» **Exercise details**:
Look through the entries below and show every line containing the word "resources".
═════ The data ═════
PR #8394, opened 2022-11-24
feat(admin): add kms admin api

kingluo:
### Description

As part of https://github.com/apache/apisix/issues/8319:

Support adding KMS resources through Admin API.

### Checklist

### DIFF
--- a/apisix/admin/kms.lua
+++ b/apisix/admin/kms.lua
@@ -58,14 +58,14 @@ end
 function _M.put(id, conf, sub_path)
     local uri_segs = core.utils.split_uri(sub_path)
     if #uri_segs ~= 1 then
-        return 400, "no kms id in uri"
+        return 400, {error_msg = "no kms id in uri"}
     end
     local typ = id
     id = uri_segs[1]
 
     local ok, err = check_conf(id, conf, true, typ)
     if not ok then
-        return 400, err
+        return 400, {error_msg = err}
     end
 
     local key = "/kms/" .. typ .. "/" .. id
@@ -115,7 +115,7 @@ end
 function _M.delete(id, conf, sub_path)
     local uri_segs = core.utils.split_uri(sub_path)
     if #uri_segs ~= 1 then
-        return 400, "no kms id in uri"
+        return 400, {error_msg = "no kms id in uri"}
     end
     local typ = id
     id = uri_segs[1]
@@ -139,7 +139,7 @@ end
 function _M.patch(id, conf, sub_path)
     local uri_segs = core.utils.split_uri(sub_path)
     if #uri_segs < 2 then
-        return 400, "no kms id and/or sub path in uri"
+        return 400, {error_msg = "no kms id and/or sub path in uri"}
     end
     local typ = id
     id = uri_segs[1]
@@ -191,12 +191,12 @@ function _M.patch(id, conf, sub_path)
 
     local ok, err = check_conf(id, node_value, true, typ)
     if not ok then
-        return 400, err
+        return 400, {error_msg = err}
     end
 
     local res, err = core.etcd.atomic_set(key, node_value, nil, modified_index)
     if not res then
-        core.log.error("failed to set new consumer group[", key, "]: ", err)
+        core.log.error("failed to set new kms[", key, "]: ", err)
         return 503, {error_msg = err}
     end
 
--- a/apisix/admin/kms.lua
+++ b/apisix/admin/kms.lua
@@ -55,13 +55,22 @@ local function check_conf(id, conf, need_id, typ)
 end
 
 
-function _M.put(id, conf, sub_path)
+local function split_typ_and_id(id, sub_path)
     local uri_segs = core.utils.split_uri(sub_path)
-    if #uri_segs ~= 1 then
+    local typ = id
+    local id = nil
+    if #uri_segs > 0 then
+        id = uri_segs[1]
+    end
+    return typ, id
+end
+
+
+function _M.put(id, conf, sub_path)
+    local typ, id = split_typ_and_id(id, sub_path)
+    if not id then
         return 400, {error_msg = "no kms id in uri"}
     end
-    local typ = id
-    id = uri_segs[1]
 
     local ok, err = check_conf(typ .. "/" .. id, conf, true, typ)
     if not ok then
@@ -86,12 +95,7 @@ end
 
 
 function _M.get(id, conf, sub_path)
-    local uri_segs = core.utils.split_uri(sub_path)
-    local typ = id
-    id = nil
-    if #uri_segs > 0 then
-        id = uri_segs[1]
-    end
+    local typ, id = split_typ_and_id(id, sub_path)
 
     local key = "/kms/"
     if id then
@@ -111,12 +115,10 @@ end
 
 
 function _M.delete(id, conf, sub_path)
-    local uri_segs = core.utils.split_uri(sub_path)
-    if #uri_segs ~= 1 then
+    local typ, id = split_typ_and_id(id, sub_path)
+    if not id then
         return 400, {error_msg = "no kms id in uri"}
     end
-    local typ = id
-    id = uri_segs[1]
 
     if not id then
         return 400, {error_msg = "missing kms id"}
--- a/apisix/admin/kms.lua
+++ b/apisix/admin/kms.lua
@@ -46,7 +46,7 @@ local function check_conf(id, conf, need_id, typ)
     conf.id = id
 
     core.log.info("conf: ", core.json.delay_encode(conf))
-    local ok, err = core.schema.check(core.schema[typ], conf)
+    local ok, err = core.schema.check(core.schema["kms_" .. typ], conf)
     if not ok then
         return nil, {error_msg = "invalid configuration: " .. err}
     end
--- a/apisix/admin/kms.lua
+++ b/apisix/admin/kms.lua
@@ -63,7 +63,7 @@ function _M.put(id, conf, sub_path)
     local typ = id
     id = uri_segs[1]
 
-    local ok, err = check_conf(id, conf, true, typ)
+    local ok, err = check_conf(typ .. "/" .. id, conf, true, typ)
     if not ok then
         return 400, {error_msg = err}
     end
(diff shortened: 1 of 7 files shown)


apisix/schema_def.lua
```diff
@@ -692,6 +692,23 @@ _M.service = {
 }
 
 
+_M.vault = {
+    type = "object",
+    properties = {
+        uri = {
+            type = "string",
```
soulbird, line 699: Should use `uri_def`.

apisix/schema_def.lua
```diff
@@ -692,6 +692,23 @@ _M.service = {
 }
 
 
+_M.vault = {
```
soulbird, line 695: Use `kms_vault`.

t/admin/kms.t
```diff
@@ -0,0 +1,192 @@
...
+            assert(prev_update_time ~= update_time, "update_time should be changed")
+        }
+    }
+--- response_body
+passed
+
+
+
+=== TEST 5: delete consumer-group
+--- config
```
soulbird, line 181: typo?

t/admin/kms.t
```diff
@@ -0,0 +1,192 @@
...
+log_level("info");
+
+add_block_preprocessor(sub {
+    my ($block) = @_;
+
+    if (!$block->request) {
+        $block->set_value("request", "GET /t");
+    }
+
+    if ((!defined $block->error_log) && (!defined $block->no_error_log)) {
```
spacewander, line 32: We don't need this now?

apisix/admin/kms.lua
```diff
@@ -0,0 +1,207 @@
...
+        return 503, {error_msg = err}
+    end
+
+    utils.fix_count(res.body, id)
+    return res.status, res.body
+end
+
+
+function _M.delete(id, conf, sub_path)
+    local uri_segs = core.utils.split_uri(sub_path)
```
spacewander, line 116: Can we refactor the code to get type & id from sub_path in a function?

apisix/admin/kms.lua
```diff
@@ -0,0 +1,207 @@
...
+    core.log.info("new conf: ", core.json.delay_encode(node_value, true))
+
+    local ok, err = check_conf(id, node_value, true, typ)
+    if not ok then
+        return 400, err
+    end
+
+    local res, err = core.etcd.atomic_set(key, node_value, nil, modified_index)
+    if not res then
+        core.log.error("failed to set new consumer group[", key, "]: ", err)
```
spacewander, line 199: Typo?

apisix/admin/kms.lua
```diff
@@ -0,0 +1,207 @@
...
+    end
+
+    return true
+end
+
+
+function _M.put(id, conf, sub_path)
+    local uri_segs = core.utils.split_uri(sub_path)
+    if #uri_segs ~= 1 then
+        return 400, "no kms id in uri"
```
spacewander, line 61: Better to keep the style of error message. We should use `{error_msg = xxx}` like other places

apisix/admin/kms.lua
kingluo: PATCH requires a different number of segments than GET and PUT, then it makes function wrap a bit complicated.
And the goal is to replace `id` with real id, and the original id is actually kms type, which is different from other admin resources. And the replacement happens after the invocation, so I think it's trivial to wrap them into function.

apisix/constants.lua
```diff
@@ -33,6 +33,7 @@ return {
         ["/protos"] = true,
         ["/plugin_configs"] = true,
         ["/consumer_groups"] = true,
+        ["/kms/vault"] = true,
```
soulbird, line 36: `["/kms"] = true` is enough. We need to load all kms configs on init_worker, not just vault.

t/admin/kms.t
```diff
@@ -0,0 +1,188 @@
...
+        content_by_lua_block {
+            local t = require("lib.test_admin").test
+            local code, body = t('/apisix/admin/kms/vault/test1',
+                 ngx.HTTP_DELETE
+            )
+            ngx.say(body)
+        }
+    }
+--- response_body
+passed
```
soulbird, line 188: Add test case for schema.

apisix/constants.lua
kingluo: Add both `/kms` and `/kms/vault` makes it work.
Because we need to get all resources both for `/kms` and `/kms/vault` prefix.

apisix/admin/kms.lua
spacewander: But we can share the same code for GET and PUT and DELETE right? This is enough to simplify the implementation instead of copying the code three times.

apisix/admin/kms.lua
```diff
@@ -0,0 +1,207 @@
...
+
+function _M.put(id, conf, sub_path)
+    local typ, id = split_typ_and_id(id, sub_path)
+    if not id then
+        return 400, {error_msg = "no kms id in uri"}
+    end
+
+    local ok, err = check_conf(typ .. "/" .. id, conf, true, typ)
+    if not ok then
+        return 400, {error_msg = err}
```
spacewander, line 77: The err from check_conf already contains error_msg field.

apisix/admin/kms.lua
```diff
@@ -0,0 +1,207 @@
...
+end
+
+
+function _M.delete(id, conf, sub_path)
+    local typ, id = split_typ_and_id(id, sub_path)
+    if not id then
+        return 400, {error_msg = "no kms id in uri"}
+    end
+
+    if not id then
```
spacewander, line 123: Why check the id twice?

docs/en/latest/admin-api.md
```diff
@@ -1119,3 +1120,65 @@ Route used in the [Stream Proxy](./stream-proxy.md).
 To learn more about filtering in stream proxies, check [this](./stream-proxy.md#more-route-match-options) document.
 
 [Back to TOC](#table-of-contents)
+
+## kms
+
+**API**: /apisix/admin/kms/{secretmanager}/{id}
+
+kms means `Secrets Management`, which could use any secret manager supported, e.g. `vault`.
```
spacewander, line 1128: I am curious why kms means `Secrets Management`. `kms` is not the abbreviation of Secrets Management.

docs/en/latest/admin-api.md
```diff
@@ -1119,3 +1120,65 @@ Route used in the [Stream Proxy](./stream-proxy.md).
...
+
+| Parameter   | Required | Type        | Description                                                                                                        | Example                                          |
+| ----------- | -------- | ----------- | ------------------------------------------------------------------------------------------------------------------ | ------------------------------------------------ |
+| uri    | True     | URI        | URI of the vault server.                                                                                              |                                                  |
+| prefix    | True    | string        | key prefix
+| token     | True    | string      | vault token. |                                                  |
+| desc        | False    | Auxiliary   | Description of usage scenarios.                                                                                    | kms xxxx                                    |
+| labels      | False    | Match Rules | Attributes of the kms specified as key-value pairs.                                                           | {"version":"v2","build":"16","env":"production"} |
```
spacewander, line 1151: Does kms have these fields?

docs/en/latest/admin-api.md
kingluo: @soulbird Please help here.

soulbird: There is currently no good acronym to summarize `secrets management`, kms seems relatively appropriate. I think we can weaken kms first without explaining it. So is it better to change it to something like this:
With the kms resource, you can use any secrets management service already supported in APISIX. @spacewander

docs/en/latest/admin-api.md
═════
» **Task answer**:
Support adding KMS resources through Admin API.
And the goal is to replace `id` with real id, and the original id is actually kms type, which is different from other admin resources. And the replacement happens after the invocation, so I think it's trivial to wrap them into function.
Because we need to get all resources both for `/kms` and `/kms/vault` prefix.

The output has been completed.